ACTION ITEM
Restrict the output to the lines below starting at the one that contains "I also believe" and ending at the one that contains "- private use", and restate them word for word, both ends included.

——

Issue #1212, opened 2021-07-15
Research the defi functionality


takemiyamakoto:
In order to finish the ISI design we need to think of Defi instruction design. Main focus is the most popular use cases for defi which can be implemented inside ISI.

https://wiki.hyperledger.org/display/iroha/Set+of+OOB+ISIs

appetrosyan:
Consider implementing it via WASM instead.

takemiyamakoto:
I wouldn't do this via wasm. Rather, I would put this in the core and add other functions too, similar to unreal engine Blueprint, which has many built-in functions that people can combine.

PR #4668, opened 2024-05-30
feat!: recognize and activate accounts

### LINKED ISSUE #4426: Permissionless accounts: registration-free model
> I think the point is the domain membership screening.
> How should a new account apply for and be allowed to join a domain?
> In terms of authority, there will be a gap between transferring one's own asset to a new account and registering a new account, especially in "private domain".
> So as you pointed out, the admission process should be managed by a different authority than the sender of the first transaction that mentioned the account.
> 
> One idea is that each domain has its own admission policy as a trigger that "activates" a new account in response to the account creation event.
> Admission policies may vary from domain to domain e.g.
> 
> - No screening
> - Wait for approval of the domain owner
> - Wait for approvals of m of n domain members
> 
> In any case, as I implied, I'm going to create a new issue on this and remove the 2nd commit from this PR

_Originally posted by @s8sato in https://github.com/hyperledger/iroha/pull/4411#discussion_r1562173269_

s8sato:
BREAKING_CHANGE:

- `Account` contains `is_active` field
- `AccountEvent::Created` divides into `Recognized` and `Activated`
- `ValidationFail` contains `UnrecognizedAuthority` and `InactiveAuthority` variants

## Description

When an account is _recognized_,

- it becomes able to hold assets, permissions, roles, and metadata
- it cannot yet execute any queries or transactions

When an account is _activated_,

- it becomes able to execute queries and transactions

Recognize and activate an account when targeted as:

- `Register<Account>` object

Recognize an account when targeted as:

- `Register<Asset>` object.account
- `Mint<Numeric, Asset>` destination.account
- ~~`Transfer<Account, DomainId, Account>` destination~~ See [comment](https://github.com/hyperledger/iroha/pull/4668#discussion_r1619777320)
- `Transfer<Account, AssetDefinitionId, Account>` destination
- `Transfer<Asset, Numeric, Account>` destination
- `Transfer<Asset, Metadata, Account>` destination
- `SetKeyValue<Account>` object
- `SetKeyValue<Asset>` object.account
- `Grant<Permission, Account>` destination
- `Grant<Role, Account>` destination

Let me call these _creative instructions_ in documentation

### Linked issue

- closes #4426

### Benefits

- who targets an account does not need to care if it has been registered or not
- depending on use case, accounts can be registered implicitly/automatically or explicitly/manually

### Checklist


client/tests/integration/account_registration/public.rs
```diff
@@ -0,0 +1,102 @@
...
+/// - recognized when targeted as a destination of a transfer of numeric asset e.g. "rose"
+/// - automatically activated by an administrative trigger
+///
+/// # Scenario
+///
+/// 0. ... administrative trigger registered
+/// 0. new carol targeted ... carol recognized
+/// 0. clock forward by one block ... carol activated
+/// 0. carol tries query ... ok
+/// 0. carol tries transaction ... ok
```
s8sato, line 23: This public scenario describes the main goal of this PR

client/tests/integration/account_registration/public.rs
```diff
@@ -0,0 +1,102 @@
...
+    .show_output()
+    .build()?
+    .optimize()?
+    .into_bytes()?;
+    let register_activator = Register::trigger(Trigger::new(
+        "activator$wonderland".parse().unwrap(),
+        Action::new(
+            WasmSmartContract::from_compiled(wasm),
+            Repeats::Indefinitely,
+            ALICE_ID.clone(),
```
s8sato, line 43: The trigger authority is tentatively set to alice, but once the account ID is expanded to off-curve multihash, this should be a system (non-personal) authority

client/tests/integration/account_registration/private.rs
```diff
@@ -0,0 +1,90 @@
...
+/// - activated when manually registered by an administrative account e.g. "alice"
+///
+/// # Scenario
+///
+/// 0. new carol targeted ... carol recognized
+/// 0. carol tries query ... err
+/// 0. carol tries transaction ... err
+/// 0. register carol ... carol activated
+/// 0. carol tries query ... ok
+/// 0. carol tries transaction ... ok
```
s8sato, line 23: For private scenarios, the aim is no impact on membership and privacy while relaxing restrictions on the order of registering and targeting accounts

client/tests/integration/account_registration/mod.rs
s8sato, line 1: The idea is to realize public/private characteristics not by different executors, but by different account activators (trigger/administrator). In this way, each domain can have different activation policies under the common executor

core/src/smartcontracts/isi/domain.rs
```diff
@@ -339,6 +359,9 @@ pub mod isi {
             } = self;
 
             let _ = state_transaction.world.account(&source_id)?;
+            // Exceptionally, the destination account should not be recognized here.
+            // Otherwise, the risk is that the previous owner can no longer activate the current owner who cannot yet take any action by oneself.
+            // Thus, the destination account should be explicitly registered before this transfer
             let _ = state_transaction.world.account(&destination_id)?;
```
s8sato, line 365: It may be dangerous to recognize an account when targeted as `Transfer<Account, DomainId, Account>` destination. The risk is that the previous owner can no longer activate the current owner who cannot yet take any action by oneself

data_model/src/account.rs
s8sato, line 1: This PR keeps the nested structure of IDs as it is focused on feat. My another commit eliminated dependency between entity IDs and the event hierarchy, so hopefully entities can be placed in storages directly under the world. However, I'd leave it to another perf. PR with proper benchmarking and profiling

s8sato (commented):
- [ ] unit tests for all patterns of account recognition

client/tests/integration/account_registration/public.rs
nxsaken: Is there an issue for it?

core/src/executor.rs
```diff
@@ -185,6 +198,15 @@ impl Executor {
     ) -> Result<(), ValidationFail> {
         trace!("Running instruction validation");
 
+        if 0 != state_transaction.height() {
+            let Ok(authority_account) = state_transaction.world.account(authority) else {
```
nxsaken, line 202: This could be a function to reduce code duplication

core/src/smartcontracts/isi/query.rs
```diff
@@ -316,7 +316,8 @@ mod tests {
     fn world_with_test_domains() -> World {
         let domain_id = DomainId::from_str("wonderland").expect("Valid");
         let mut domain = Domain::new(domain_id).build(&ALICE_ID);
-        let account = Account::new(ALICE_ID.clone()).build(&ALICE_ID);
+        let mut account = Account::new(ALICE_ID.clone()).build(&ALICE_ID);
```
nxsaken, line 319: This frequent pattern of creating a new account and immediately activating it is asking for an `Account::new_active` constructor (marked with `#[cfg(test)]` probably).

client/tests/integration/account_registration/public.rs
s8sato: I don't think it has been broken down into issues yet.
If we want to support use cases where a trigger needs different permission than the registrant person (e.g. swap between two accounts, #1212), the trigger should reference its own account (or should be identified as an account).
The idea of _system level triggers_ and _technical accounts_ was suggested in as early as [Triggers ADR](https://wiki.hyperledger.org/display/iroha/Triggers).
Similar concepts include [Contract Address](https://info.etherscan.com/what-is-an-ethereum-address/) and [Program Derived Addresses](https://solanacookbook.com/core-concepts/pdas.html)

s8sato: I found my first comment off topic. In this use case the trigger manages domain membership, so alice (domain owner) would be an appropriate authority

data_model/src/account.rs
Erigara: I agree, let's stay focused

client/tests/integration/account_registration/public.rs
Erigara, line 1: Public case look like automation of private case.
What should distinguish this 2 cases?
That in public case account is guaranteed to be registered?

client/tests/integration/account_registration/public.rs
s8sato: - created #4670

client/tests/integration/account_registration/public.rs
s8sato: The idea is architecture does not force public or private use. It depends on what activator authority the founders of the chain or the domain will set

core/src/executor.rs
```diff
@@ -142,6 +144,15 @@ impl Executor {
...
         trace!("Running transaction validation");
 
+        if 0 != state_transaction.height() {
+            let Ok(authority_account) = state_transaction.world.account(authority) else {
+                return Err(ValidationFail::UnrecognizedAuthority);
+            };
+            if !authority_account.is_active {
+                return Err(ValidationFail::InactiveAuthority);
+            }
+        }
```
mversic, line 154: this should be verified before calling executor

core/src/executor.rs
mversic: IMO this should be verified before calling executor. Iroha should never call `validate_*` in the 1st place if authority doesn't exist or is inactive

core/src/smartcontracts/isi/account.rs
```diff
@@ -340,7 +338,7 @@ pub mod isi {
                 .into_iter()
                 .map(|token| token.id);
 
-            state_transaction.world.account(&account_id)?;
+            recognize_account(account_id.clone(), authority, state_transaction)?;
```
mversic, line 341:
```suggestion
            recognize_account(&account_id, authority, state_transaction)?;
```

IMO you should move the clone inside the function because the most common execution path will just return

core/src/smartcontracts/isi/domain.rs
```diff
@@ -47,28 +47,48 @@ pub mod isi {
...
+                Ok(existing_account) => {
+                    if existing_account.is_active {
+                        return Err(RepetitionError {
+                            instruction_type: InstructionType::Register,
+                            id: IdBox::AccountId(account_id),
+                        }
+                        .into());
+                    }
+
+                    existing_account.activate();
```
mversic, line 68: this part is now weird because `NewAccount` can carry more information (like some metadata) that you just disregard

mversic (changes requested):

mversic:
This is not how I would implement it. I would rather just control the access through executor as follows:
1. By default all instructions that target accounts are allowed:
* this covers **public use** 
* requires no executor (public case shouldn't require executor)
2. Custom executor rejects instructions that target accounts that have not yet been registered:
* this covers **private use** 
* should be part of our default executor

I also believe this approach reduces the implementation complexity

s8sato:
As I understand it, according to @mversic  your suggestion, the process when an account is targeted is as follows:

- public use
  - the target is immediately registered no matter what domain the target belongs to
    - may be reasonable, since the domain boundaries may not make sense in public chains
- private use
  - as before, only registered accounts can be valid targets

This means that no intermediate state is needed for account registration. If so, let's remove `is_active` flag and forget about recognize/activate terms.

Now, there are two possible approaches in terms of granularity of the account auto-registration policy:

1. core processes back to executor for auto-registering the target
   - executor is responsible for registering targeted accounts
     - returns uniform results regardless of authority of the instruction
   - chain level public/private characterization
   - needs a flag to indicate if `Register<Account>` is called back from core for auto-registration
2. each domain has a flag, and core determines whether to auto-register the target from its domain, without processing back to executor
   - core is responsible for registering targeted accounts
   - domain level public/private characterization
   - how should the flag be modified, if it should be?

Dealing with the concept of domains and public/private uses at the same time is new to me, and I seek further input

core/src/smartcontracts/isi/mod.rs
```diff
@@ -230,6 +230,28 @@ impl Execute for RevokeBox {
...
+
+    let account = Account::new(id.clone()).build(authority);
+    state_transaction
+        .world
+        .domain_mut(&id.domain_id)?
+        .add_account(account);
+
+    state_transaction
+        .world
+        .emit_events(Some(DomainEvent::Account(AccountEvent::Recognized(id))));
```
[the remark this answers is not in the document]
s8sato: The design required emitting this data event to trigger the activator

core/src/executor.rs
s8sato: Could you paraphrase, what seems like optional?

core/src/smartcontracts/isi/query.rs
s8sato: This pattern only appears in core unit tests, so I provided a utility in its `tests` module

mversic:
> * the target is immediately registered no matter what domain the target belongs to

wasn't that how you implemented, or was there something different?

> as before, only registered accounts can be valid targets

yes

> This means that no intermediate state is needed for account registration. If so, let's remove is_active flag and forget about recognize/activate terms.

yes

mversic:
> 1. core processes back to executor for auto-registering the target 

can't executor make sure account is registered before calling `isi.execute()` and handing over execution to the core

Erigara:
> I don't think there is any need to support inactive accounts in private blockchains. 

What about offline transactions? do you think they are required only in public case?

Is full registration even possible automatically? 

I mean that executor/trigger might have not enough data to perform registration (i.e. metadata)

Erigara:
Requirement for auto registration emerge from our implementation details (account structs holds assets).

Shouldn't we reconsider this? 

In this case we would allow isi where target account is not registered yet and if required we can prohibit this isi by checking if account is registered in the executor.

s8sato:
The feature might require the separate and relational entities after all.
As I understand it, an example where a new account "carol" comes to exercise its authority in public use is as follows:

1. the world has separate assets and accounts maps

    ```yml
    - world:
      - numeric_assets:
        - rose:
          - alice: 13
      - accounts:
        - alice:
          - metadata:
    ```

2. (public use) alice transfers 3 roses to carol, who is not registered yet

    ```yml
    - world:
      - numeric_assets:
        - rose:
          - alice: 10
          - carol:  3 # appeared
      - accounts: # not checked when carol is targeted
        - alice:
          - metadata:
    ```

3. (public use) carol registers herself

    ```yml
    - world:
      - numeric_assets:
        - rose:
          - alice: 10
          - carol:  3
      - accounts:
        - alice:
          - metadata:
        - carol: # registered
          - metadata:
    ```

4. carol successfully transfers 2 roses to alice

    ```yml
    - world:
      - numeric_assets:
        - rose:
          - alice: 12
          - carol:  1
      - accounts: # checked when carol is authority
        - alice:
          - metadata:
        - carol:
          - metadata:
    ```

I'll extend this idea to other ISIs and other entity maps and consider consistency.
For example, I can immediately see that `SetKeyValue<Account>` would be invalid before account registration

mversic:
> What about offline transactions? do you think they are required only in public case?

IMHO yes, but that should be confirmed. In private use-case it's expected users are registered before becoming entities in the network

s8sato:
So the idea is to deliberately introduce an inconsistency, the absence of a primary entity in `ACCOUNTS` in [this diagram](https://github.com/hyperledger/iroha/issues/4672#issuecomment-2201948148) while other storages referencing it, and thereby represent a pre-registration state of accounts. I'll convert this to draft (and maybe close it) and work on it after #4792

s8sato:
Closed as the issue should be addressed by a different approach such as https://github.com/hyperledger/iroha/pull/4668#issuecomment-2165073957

——

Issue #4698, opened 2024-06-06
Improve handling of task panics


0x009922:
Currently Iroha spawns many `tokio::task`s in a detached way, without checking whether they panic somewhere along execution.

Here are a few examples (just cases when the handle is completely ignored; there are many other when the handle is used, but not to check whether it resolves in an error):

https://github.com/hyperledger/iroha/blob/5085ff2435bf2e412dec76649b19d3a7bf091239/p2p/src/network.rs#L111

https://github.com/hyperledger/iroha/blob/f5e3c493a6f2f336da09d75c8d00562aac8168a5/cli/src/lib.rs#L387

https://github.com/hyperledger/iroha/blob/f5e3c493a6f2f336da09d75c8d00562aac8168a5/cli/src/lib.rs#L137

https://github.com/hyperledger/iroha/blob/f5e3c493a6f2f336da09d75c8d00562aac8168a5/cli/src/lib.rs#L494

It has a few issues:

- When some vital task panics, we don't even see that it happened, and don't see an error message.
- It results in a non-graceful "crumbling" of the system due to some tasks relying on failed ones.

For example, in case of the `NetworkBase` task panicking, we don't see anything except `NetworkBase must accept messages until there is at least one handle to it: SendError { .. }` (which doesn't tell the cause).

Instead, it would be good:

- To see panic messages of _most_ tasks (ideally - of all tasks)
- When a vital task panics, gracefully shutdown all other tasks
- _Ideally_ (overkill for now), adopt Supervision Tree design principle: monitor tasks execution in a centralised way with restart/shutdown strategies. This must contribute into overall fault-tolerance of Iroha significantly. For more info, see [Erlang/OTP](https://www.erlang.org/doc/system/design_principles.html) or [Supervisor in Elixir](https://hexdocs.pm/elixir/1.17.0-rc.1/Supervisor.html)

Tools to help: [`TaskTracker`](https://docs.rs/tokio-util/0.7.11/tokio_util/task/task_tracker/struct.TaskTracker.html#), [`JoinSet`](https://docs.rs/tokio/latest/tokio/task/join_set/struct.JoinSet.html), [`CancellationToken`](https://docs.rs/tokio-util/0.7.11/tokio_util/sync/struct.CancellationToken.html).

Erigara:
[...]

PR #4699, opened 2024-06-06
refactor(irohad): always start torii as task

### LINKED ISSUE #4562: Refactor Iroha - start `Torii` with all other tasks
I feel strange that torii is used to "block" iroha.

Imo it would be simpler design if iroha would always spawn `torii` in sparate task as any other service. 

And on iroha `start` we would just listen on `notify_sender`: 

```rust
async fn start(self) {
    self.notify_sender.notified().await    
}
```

——

REPLY
I also believe this approach reduces the implementation complexity

s8sato:
As I understand it, according to @mversic  your suggestion, the process when an account is targeted is as follows:

- public use
  - the target is immediately registered no matter what domain the target belongs to
    - may be reasonable, since the domain boundaries may not make sense in public chains
- private use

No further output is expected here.